## Problem requirements
Below are the records; copy each line in them that holds the word "full".

[[ Data in this exercise, beginning ]]

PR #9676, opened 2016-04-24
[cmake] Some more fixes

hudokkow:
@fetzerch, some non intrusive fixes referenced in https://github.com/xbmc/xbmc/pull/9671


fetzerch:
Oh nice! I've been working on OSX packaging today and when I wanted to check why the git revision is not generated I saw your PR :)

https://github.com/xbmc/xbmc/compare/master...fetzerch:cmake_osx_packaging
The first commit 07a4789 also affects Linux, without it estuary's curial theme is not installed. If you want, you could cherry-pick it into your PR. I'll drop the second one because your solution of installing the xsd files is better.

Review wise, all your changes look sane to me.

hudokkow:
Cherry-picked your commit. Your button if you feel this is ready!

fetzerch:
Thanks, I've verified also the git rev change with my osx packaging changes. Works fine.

[[ Data in this exercise, end ]]
[[ Data in this exercise, beginning ]]

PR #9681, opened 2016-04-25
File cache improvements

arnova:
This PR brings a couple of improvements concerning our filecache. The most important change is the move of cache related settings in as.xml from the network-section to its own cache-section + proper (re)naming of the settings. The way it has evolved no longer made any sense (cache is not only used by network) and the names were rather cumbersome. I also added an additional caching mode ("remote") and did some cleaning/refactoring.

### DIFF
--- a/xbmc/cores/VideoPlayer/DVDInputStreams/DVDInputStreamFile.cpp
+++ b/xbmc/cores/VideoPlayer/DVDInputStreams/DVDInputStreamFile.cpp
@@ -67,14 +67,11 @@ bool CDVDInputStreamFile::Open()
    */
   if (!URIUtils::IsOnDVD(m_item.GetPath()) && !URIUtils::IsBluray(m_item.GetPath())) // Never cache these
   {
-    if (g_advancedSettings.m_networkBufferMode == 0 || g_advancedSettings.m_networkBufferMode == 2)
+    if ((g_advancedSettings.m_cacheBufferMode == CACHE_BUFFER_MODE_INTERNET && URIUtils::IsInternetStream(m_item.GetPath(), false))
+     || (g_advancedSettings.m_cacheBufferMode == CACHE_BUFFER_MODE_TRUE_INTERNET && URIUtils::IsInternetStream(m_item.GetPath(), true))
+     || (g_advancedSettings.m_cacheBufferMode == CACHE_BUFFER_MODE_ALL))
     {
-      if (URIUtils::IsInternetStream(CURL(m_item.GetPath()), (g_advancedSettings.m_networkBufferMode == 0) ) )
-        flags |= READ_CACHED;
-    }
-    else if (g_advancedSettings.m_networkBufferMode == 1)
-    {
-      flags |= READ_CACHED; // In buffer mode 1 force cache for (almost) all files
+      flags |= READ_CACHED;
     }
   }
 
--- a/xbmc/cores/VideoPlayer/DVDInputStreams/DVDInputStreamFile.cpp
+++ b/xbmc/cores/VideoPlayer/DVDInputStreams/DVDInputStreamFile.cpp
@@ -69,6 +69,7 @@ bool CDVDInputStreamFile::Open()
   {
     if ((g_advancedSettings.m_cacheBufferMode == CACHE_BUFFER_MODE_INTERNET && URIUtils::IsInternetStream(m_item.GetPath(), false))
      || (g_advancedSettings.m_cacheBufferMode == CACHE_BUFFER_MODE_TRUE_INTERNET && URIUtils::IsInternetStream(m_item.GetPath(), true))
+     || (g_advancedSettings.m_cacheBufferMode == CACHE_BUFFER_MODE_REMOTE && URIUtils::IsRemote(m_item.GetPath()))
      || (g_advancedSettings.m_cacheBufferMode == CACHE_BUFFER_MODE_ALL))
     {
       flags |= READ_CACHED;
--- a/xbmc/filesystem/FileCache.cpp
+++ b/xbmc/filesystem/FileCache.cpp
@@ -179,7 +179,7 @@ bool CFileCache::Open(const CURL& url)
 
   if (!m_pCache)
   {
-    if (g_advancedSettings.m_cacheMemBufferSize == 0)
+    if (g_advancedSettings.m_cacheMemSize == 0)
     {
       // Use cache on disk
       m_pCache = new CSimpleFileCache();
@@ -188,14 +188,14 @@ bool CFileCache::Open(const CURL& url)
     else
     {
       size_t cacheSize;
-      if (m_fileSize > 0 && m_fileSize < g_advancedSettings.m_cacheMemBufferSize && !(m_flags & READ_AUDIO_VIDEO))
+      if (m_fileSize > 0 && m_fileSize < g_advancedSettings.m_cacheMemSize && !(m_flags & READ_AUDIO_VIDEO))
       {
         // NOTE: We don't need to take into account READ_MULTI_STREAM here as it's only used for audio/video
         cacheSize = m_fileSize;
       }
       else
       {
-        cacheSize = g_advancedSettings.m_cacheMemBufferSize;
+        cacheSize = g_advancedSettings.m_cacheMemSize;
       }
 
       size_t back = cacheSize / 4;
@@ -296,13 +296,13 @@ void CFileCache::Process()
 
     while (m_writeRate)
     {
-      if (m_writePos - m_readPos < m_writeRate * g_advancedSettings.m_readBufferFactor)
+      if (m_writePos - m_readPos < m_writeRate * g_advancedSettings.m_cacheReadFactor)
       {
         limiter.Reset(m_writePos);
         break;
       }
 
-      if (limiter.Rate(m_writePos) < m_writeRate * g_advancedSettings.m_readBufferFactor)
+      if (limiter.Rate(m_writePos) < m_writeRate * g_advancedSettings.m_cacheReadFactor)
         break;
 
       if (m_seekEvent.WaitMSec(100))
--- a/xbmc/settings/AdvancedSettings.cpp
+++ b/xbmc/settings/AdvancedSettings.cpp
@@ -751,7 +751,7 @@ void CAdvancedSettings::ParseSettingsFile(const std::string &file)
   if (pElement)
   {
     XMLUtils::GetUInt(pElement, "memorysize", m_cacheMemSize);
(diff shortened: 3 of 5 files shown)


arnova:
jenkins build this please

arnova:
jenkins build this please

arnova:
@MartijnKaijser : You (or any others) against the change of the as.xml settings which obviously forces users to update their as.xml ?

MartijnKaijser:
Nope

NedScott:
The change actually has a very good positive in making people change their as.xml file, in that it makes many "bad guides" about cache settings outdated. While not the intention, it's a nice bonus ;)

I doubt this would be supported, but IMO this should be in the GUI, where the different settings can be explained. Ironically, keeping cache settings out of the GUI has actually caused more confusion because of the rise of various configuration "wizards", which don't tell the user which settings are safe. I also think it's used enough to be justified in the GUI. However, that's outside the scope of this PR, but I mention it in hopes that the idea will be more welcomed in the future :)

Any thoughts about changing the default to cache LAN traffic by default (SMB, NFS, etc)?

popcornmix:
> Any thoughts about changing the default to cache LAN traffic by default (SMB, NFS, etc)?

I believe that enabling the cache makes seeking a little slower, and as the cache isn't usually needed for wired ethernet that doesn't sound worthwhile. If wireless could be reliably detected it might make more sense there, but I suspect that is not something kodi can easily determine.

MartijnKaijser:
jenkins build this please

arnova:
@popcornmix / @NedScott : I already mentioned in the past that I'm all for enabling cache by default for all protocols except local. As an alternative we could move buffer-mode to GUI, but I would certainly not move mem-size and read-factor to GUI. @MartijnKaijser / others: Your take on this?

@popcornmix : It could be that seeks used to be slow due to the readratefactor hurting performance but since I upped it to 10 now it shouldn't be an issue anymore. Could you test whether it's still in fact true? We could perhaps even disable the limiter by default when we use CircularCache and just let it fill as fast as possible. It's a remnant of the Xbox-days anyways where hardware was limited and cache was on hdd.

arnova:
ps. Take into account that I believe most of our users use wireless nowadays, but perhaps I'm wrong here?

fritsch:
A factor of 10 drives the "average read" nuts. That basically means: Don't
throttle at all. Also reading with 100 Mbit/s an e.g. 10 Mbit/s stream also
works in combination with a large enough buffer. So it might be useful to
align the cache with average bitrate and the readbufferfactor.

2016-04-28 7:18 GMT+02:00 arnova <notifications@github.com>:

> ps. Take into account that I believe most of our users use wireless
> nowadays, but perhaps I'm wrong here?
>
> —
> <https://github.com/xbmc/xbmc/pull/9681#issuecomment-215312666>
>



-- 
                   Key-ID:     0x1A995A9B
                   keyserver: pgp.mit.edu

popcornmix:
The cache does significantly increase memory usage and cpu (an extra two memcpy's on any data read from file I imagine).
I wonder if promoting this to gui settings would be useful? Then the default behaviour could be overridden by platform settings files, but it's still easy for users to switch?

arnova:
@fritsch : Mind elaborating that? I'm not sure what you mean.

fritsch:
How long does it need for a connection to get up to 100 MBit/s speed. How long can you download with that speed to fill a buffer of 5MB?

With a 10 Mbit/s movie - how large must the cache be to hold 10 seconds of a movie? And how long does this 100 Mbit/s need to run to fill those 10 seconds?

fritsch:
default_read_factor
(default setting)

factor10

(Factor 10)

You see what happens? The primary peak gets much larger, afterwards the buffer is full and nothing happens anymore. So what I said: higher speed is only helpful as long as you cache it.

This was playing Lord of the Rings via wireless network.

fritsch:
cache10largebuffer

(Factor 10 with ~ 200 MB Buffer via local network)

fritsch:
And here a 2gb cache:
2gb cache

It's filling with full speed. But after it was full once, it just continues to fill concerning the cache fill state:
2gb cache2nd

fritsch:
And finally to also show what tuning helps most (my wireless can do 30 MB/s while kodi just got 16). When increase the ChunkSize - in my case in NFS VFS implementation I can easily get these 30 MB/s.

[[ Data in this exercise, end ]]

## Response box
You see what happens? The primary peak gets much larger, afterwards the buffer is full and nothing happens anymore. So what I said: higher speed is only helpful as long as you cache it.
It's filling with full speed. But after it was full once, it just continues to fill concerning the cache fill state:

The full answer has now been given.